Remote Python Data Engineer | PySpark & Databricks

Remote Python Data Engineer | PySpark & Databricks

Full-Time 50000 - 65000 € / year (est.) Home office (partial)
Atos

At a Glance

  • Tasks: Build and optimise data pipelines using Python, PySpark, and Databricks.
  • Company: Join Atos, a leading tech company with a focus on innovation.
  • Benefits: Enjoy competitive pay, flexible remote work options, and career growth.
  • Other info: Work in a dynamic environment with opportunities for professional development.
  • Why this job: Be part of exciting projects that shape the future of data engineering.
  • Qualifications: Experience in Python, PySpark, and familiarity with YAML required.

The predicted salary is between 50000 - 65000 € per year.

Atos is seeking a Python Data Engineer for a full-time position based in London, with remote and hybrid options available. The role involves working with technologies such as Python and PySpark, with a strong focus on Databricks and behaviour-driven development.

Candidates should demonstrate experience in code coverage and YAML. Competitive compensation is offered, but visa sponsorship is not provided.

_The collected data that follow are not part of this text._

PR #213, opened 2021-03-28
Enable early stopping for GJK solver when computing contacts

jcarpent:
With minor cosmetic change

### DIFF
--- a/include/hpp/fcl/collision_data.h
+++ b/include/hpp/fcl/collision_data.h
@@ -192,7 +192,6 @@ enum CollisionRequestFlag
 {
   CONTACT               = 0x00001,
   DISTANCE_LOWER_BOUND  = 0x00002,
-  EARLY_STOPPING        = 0x00004,
   NO_REQUEST            = 0x01000
 };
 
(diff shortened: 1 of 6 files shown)


include/hpp/fcl/collision_data.h
```diff
@@ -206,6 +207,9 @@ struct HPP_FCL_DLLAPI CollisionRequest : QueryRequest
 
   /// Whether a lower bound on distance is returned when objects are disjoint
   bool enable_distance_lower_bound;
+  
+  /// Whether GJK stops when it proves that the distance between two geometries is greater than distance_upper_bound.
+  bool enable_early_stopping;
```
jmirabel, line 212: I think it is sufficient to set the `distance_upper_bound` to infinity (or max, as in the constructor).

jcarpent: OK. Having the double mechanism seems to be safer at some point. What do you think?

jmirabel (commented):
There are plenty of syntax changes. At the moment, I am not aware of any syntax rules so I would prefer not to include them. You changed some stuff to the way you like and there is nothing that prevents someone to change it later to the way he/she likes.

If we want to do it, we can do it:
- in a separate PR,
- done on all the code,
- by some syntax checker like clang-format.

jmirabel:
And thanks for this change.

include/hpp/fcl/collision_data.h
jmirabel: Having a double mechanism is double-folded. You also need to make sure you updated both.

You can add functions to deal with `distance_upper_bound` if you want this to be *safe* but I don't think it is necessary.

florent-lamiraux:
There are still many modifications of indentation or line breaking that pollute the history. Can you please remove them ?

jcarpent:
Done

florent-lamiraux:
Almost.

PR #219, opened 2021-04-16
Assimp - remove useless LINES and POINTS when loading

jcarpent:


src/mesh_loader/assimp.cpp
```diff
@@ -159,15 +160,7 @@ unsigned recurseBuildMesh (
...
-      if (face.mNumIndices != 3) {
-        std::stringstream ss;
-        ss << "Mesh " << input_mesh->mName.C_Str() << " has a face with "
-           << face.mNumIndices << " vertices. This is not supported\n";
-        ss << "Node name is: " << node->mName.C_Str() << "\n";
-        ss << "Mesh index: " << i << "\n";
-        ss << "Face index: " << j << "\n";
-        throw std::invalid_argument (ss.str());
-      }
+      assert(face.mNumIndices == 3 && "The size of the face is not valid.");
```
wxmerkt, line 163: This will remove this check from compiled versions and may lead to undefined behaviour? The previous code would check and throw an argument. As a non-throwing behaviour, perhaps a warning to std::cerr and continue could be an option if the throwing behaviour is undesired?

jcarpent: From now on, they should not be any more throwing because I change the way assimp is filtering lines and points. I've transformed the previous thrown into an assert for debug purposes.

wxmerkt: Thanks for the clarification. Is it worth adding a test case with a malformed mesh?

jcarpent: Yes, I will.

jcarpent: Done.

jcarpent:
I will make a new release after this merge.

PR #221, opened 2021-04-22
Remove register keyword to fix #220

### LINKED ISSUE #220: C++17 vs register keyword
hpp-fcl currently does not build in workspaces that are set to use `CMAKE_CXX_STANDARD=17` since the `register` keyword is no longer supported. It is e.g. used here:
https://github.com/humanoid-path-planner/hpp-fcl/blob/40c9869a9f9a899afd1512ed4c1fca7cef322a42/src/BV/OBB.cpp#L166

To fix it, we could either (a) fix the code or (b) check that if a standard >14 is requested raise a CMake warning and force a maximum of C++14 for the project. 

What are your thoughts on removing the `register` keyword? Would you consider a PR for that?

wxmerkt:
The register keyword leads to a compile error for C++ standards newer
than or equal to C++17.

### DIFF
--- a/src/BV/OBB.cpp
+++ b/src/BV/OBB.cpp
@@ -163,7 +163,7 @@ inline OBB merge_smalldist(const OBB& b1, const OBB& b2)
 
 bool obbDisjoint(const Matrix3f& B, const Vec3f& T, const Vec3f& a, const Vec3f& b)
 {
-  register FCL_REAL t, s;
+  FCL_REAL t, s;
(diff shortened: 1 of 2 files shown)


jcarpent (approved):
Thanks a lot.

jcarpent:
@wxmerkt Do you need a release?

wxmerkt:
No, I am using source right now - thanks for checking :-).

Issue #227, opened 2021-06-08
Invalid distance_lower_bound


jcarpent:
For simple geometries, like Box and Sphere collision pairs, the distance_lower_bound is not updated even when there is a contact.

jmirabel:
For primitive shapes, the distance lower bound should be the real distance. I'm surprised it is not updated.

When this happens, can you check the distance request works correctly ? Maybe the issue comes from here.

jcarpent:
Solved by #228.

PR #228, opened 2021-06-09
Fix update of distanceLowerBound

jcarpent:
Related to #227


jmirabel (approved):
Indeed, the error was obvious. Thanks !

PR #3877, opened 2026-07-06
Fix PyTorch random helper device selection

FlorianPfaff:
## Summary
- add a PyTorch random-device compatibility hook that prefers an existing non-CPU tensor device before falling back to CPU
- wire the hook into the existing runtime backend compatibility path
- add focused regression coverage for random helper device selection and a CUDA smoke path for `uniform` when available

## Bug fixed
The PyTorch random backend had several helper paths that selected the first tensor operand's device. With a CPU tensor first and a CUDA/MPS/meta tensor later, helpers such as `_normal_device`, `_tensor_device`, and `_randint_device` could choose CPU and either move data off the accelerator or fail when the later tensor cannot be materialized on CPU. The new hook mirrors the device-selection contract already used by PyTorch binary backend helpers.

## Validation
- Inspected the branch diff with the GitHub connector: 3 commits ahead of `main`, 0 behind.
- Added focused tests in `tests/backend_support/test_pytorch_random_device_contract.py`.
- Full pytest was not run in this connector-only environment; CI should run the backend matrix.

### DIFF
--- a/src/pyrecest/backend_support/_pytorch_minmax_device_contract.py
+++ b/src/pyrecest/backend_support/_pytorch_minmax_device_contract.py
@@ -4,6 +4,10 @@ from __future__ import annotations
 
 import importlib
 
+from pyrecest.backend_support._pytorch_random_device_contract import (
+    patch_pytorch_random_device_contract as _patch_pytorch_random_device_contract,
+)
+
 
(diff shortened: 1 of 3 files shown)


FlorianPfaff:
Closing this older conflicted branch because the same PyTorch random-device fix is represented by newer PR #3887 with automerge enabled.

PR #3879, opened 2026-07-06
Reject boolean PyTorch matrix_power exponents

FlorianPfaff:
## Summary
- reject Python, NumPy, and Torch boolean scalar exponents in the PyTorch `linalg.matrix_power` wrapper
- preserve integer scalar exponents including NumPy integer scalars and zero-dimensional integer arrays
- add subprocess regression coverage for the public PyTorch backend

## Bug fixed
`bool` values implement Python integer-index semantics, so the previous PyTorch wrapper accepted `n=True` as exponent `1` and `n=False` as exponent `0`. Boolean scalars are not valid matrix-power exponents under the backend contract and should be rejected instead of silently changing the requested power.

## Validation
- Compared branch against `main`: 2 commits ahead, 0 behind.
- Local tests were not run in this environment; CI should exercise the added PyTorch-backend regressions.

### DIFF
--- a/src/pyrecest/_backend/pytorch/linalg.py
+++ b/src/pyrecest/_backend/pytorch/linalg.py
@@ -66,8 +66,21 @@ def _as_linalg_tensor(value):
     return tensor
 
 
+def _is_boolean_scalar(value):
+    """Return whether value is a scalar boolean accepted by Python indexing."""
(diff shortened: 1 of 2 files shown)


FlorianPfaff:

Remote Python Data Engineer | PySpark & Databricks employer: Atos

Atos is an excellent employer that fosters a dynamic and inclusive work culture, offering flexible remote and hybrid working options to suit your lifestyle. With a strong emphasis on employee growth, you will have access to continuous learning opportunities and cutting-edge technologies like Databricks, making it an ideal environment for those looking to advance their careers in data engineering.

Atos

Contact Detail:

Atos Recruiting Team

StudySmarter Expert Advice🤫

We think this is how you could land Remote Python Data Engineer | PySpark & Databricks

Tip Number 1

Network like a pro! Reach out to folks in the industry, especially those who work with Python and Databricks. A friendly chat can lead to opportunities that aren’t even advertised yet.

Tip Number 2

Show off your skills! Create a GitHub repository showcasing your projects using PySpark and Databricks. This gives potential employers a taste of what you can do and sets you apart from the crowd.

Tip Number 3

Prepare for the technical interview! Brush up on your coding skills and be ready to discuss your experience with code coverage and YAML. Practising common interview questions can help you feel more confident.

Tip Number 4

Don’t forget to apply through our website! We’ve got loads of resources to help you land that dream job, and applying directly can sometimes give you an edge over other candidates.

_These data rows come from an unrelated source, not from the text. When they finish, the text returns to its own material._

PR #3882, opened 2026-07-06
Fix cartesian hypertoroidal grid regeneration shape

FlorianPfaff:
## Summary
- preserve full per-axis cartesian-product resolution in `HypertoroidalGridDistribution.n_grid_points`
- add a regression for cartesian-product hypertoroidal grids constructed without stored coordinates

## Bug fixed
For `grid_type="cartesian_prod"`, `get_grid()` regenerates coordinates from `self.n_grid_points` when `self.grid` is not stored. The inherited `AbstractGridDistribution.n_grid_points` returned only `grid_values.shape[0]`, so a 2-D grid with values shaped `(2, 3)` regenerated as a one-dimensional 2-point grid instead of a six-point 2-D cartesian product.

## Validation
- Compared the branch against `main`: 2 commits ahead, 0 behind; changes are limited to the hypertoroidal grid distribution and its focused regression test.
- Local pytest was not run because this environment cannot clone/install the repository; CI should run `tests/distributions/test_hypertoroidal_grid_distribution.py`.

### DIFF
--- a/src/pyrecest/distributions/hypertorus/hypertoroidal_grid_distribution.py
+++ b/src/pyrecest/distributions/hypertorus/hypertoroidal_grid_distribution.py
@@ -181,6 +181,13 @@ class HypertoroidalGridDistribution(
     def get_manifold_size(self):
         return AbstractHypertoroidalDistribution.get_manifold_size(self)
 
+    @property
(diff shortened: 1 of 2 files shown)


FlorianPfaff:

PR #3884, opened 2026-07-06
Reject boolean PyTorch reduction axes

FlorianPfaff:
## Summary
- patch the PyTorch backend reduction-axis normalization path to reject scalar boolean axis/dim values before PyTorch can reinterpret them as integers
- cover `sum`, `mean`, `std`, arg reductions, boolean reductions, `count_nonzero`, and `max`
- keep valid integer-axis reductions unchanged

## Rationale
NumPy-style reductions generally reject boolean axis specifications. The PyTorch backend previously accepted values such as `axis=True` and silently treated them as dimension `1`, producing plausible but incorrect results.

## Follow-up note
Tuple/list axes for helpers that bypass `_normalize_reduction_axes` should be handled in a separate direct backend change; this PR keeps the regression focused on the scalar `axis=True`/`dim=True` behavior that caused silent mis-reductions across core reductions.

## Testing
- Added `tests/backend_support/test_pytorch_reduction_bool_axis_contract.py`
- CI requested on the PR branch; local repository tests were not run because this environment cannot clone/install the repository from GitHub.

### DIFF
--- a/src/pyrecest/backend_support/_pytorch_allclose_device_contract.py
+++ b/src/pyrecest/backend_support/_pytorch_allclose_device_contract.py
@@ -229,6 +229,70 @@ def _patch_broadcast_arrays(pytorch_backend, backend, torch_module) -> None:
         backend.broadcast_arrays = broadcast_arrays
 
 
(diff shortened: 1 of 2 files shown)


FlorianPfaff:

PR #3885, opened 2026-07-06
Normalize PyTorch diagonal NumPy scalar axes

FlorianPfaff:
## Summary
- normalize zero-dimensional NumPy integer arrays before forwarding PyTorch diagonal offset/axis arguments to `torch.diagonal`
- add a PyTorch backend regression for `np.array` scalar offset/axis arguments

## Bug fixed
The PyTorch backend uses the common `diagonal` helper. Its integer normalizer only tried `operator.index`, so NumPy zero-dimensional integer arrays such as `np.array(0)` were passed through to `torch.diagonal`, which rejects them. NumPy accepts these scalar integer arrays for `offset`, `axis1`, and `axis2`, so the backend failed a NumPy-style argument contract.

## Testing
- Added `tests/backend_support/test_pytorch_diagonal_numpy_scalar_axes.py`
- Not run locally; this environment cannot clone/install the repository from GitHub. CI should exercise the focused regression.

### DIFF
--- a/src/pyrecest/_backend/_common.py
+++ b/src/pyrecest/_backend/_common.py
@@ -45,6 +45,16 @@ def _normalize_size_axis(axis):
 
 def _normalize_diagonal_integer(value):
     """Return NumPy-style integer scalar arguments for stricter tensor APIs."""
+    if isinstance(value, _AXIS_FLAG_TYPES):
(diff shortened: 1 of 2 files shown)


FlorianPfaff:

PR #3887, opened 2026-07-06
Fix PyTorch random helper device selection

FlorianPfaff:
## Summary
- add a PyTorch random-device compatibility hook that prefers existing non-CPU/meta tensor devices before falling back to CPU
- activate the hook through the existing PyTorch backend-support path
- keep the active public PyTorch `backend.random.uniform` facade synchronized with the patched raw helper
- add focused regression coverage for raw helper device selection and public-facade synchronization

## Bug fixed
The PyTorch random backend selected the first tensor operand's device in helper paths such as `_normal_device`, `_tensor_device`, and `_randint_device`. With a CPU tensor first and a CUDA/MPS/meta tensor later, those helpers could choose CPU and either move data off the accelerator or fail for tensors that cannot be materialized on CPU. The new hook mirrors the non-CPU preference used by other PyTorch backend compatibility helpers.

## Validation
- Compared branch against `main`: 3 commits ahead, 0 behind; changes limited to the PyTorch backend-support hook and focused tests.
- Did not run the full pytest suite locally because this connector session cannot clone/install the repository; CI should run the added regression test.

### DIFF
--- a/src/pyrecest/backend_support/_pytorch_minmax_device_contract.py
+++ b/src/pyrecest/backend_support/_pytorch_minmax_device_contract.py
@@ -7,6 +7,10 @@ from operator import index as _operator_index
 
 import numpy as _np
 
+from pyrecest.backend_support._pytorch_random_device_contract import (
+    patch_pytorch_random_device_contract as _patch_pytorch_random_device_contract,
+)
+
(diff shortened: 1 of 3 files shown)


FlorianPfaff:

PR #3888, opened 2026-07-06
Argsort validation update

FlorianPfaff:


FlorianPfaff:
Summary: rejects boolean axis/dim values in the PyTorch argsort compatibility wrapper, preserves valid scalar integer axes, and adds focused public/raw backend regression tests.

Validation: syntax-checked the changed files locally. Full test suite was not run in this connector environment.

PR #3890, opened 2026-07-06
Fix shared NumPy triangular vector helpers for rectangular inputs

FlorianPfaff:
## Summary

- fix NumPy and Autograd `tril_to_vec` / `triu_to_vec` to use both trailing matrix dimensions for rectangular inputs
- coerce array-like inputs before triangular indexing
- add subprocess regression coverage for NumPy and Autograd backends

## Bug fixed

The shared NumPy triangular vector helpers derived triangular indices from `x.shape[-1]` only. For rectangular matrices this either missed valid entries or produced row indices outside the number of rows, for example `tril_to_vec([[1, 2, 3], [4, 5, 6]])` attempted to index row 2 of a 2-row matrix. The backend-specific overrides now call `tril_indices` / `triu_indices` with explicit row and column dimensions.

## Validation

- Added `tests/backend_support/test_shared_numpy_triangular_helpers_contract.py`
- Verified the branch diff contains only the NumPy/Autograd helper overrides and the focused regression test via the GitHub connector
- Full test suite was not run locally because this execution environment cannot clone/install the repository from GitHub

### DIFF
--- a/src/pyrecest/_backend/autograd/__init__.py
+++ b/src/pyrecest/_backend/autograd/__init__.py
@@ -1,5 +1,7 @@
 """Autograd based computation backend."""
 
+from operator import index as _operator_index
+
 import autograd.numpy as _np
 from autograd.numpy import (
     all,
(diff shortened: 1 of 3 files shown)


FlorianPfaff:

We think you need these skills to ace Remote Python Data Engineer | PySpark & Databricks

Python
PySpark
Databricks
Behaviour-Driven Development
Code Coverage
YAML
Data Engineering

Some tips for your application 🫡

Tailor Your CV:Make sure your CV highlights your experience with Python, PySpark, and Databricks. We want to see how your skills match the job description, so don’t be shy about showcasing relevant projects or achievements!

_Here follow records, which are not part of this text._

PR #3910, opened 2026-07-06
Validate NumPy choice population size

FlorianPfaff:
## Summary
- add an explicit NumPy backend `random.choice` population-size validation wrapper
- reject non-positive scalar populations and empty array populations even when `size=0`
- cover scalar, array-axis, and non-population empty-dimension cases with regression tests

## Rationale
`random.choice` already reports that `a` must be a positive integer or a non-empty array for boolean scalar populations. However, NumPy permits empty draws from empty or non-positive populations when `size=0`, so PyRecEst accepted invalid populations in that edge case. This patch makes validation independent of the requested sample shape and keeps empty dimensions that are not the sampled population axis valid.

## Testing
- Not run locally; patch was prepared through the GitHub connector.

### DIFF
--- a/src/pyrecest/_backend/numpy/random.py
+++ b/src/pyrecest/_backend/numpy/random.py
@@ -1,5 +1,7 @@
 """Numpy based random backend."""
 
+from operator import index as _operator_index
+
 import numpy as _np
 from numpy.random import default_rng as _default_rng
 from numpy.random import (  # For PyRecEst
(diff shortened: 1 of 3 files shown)


FlorianPfaff:
Closing this for now. The PR changes the shared random.choice behavior to reject zero-sized draws from nonpositive populations, but it only implements the NumPy side; JAX/PyTorch still fail the updated shared backend test. This also overlaps with #3914, where the backend-wide implementation shows the same behavior-policy conflict with existing tests, so this is not an easy cleanup merge.

PR #3914, opened 2026-07-06
Validate backend random.choice populations

FlorianPfaff:
## Summary
- add a backend-support patch that validates PyTorch and JAX `random.choice` populations before sampling
- wire the patch through the existing random backend compatibility hook
- add focused regression tests for non-positive scalar populations and empty array populations with zero requested samples

## Bug fixed
The PyTorch and JAX `random.choice` backends could return an empty result for invalid populations when `size` contained zero samples, e.g. `choice(0, size=0)` or choosing from an empty population axis with `size=0`. Population validity should not depend on the requested output shape; these inputs should be rejected consistently as invalid populations.

## Validation
- Not run locally: the execution environment could not clone GitHub (`Could not resolve host: github.com`).
- Connector comparison shows the branch is 4 commits ahead of `main`, 0 behind, touching only the backend support patch and its focused tests.


FlorianPfaff:
Closing this for now because it changes established random.choice empty-population semantics rather than just fixing a small implementation gap. The PR-local JAX failure is tests/backend/test_jax_random_choice_empty_population.py::test_zero_sized_choice_accepts_nonpositive_integer_population, which currently expects this zero-sized draw to be accepted; the branch intentionally raises ValueError instead. That needs a deliberate API decision before it should stay in the open PR queue.

PR #3917, opened 2026-07-06
Add DP birth multi-Bernoulli tracker

FlorianPfaff:
## Summary

Adds a PyRecEst-native Dirichlet-process birth augmentation for the existing multi-Bernoulli tracker.

Implemented pieces:

- `DirichletProcessBirthAtom`, a finite active approximation to a DP birth atom in state space
- `DirichletProcessBirthMultiBernoulliTracker`, a subclass of `MultiBernoulliTracker` that keeps the existing RFS-style labeled Bernoulli recursion and replaces measurement-driven birth creation with a DP/Chinese-restaurant-style birth decision
- `DPBirthMultiBernoulliTracker` and `DPBirthAtom` aliases for shorter imports from the module
- focused regression tests for new-atom creation, clutter suppression, atom reuse, and alias consistency

The implementation is intentionally an LMB/multi-Bernoulli approximation, not a closed-form GLMB/PMBM recursion. It is designed as a concrete integration point for the DP/RFS hybrid idea inside PyRecEst's existing multitarget-tracking code rather than as a standalone package copy.

## Model behavior

For an unassigned measurement, the tracker compares:

- existing birth atom scores: `n_j p(z | atom_j)`
- new birth atom score: `alpha p(z | H_B)`
- clutter intensity through a birth-odds threshold

If birth odds are high enough, the measurement either reuses the best active DP birth atom or creates a new atom, then spawns a Bernoulli component using the selected atom state.

## Testing

- Syntax-compiled the added implementation and test files locally.
- Added `tests/filters/test_dirichlet_process_birth_tracker.py` for repository CI.

I could not run the full PyRecEst test suite in this sandbox because the execution environment cannot clone/install GitHub dependencies from the network.

### DIFF
--- a/src/pyrecest/filters/dirichlet_process_birth_tracker.py
+++ b/src/pyrecest/filters/dirichlet_process_birth_tracker.py
@@ -1,0 +1,407 @@
+"""Dirichlet-process birth augmentation for multi-Bernoulli tracking."""
+
+from __future__ import annotations
+
+import copy
+from dataclasses import dataclass
+from typing import Any
+
+import numpy as np
+
+from pyrecest.distributions import GaussianDistribution
+
+from .multi_bernoulli_tracker import BernoulliComponent, MultiBernoulliTracker
+
+
+@dataclass
+class DirichletProcessBirthAtom:
+    """Finite active approximation to one DP birth atom.
+
+    The atom lives in state space. Its count is the Chinese-restaurant sufficient
+    statistic used by :class:`DirichletProcessBirthMultiBernoulliTracker` when an
+    unassigned measurement can either reuse an existing birth region or instantiate
+    a new region.
+    """
+
+    mean: Any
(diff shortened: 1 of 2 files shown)


FlorianPfaff:
Development direction update: the standalone `FlorianPfaff/DP-RFS-Hybrid` repository should be treated as the main research sandbox, with PyRecEst integration proceeding gradually through small, stable upstream PRs. This PR is therefore best viewed as an early integration sketch rather than the primary development branch.

FlorianPfaff:
Follow-up CI fix: the added DP birth tracker tests now skip under non-NumPy backends because the implementation inherits `MultiBernoulliTracker`, which is explicitly NumPy-only. The new head is `b3bc3bdcc285f6550bc167d568a748d2e8a7d288`; CI has restarted.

Craft a Compelling Cover Letter:Your cover letter is your chance to shine! Use it to explain why you’re passionate about data engineering and how your background makes you a perfect fit for our team. Keep it concise but engaging!

Showcase Your Technical Skills:Since this role focuses on specific technologies, make sure to mention your experience with code coverage and YAML. We love seeing practical examples of how you've used these in your previous work!

Apply Through Our Website:We encourage you to apply directly through our website. It’s the best way for us to receive your application and ensures you don’t miss out on any important updates from our team!

How to prepare for a job interview at Atos

Know Your Tech Stack

Make sure you’re well-versed in Python, PySpark, and Databricks. Brush up on your knowledge of behaviour-driven development and be ready to discuss how you've used these technologies in past projects.

Showcase Your Code Coverage Skills

Be prepared to talk about your experience with code coverage. Bring examples of how you've implemented it in your work, and be ready to explain its importance in ensuring code quality.

Familiarise Yourself with YAML

Since YAML is mentioned in the job description, make sure you understand its syntax and common use cases. You might be asked to demonstrate your knowledge or solve a problem using YAML during the interview.

Prepare for Behaviour-Driven Development Questions

Understand the principles of behaviour-driven development and be ready to discuss how you’ve applied them in your previous roles. Think of specific examples that highlight your ability to collaborate with stakeholders and deliver user-focused solutions.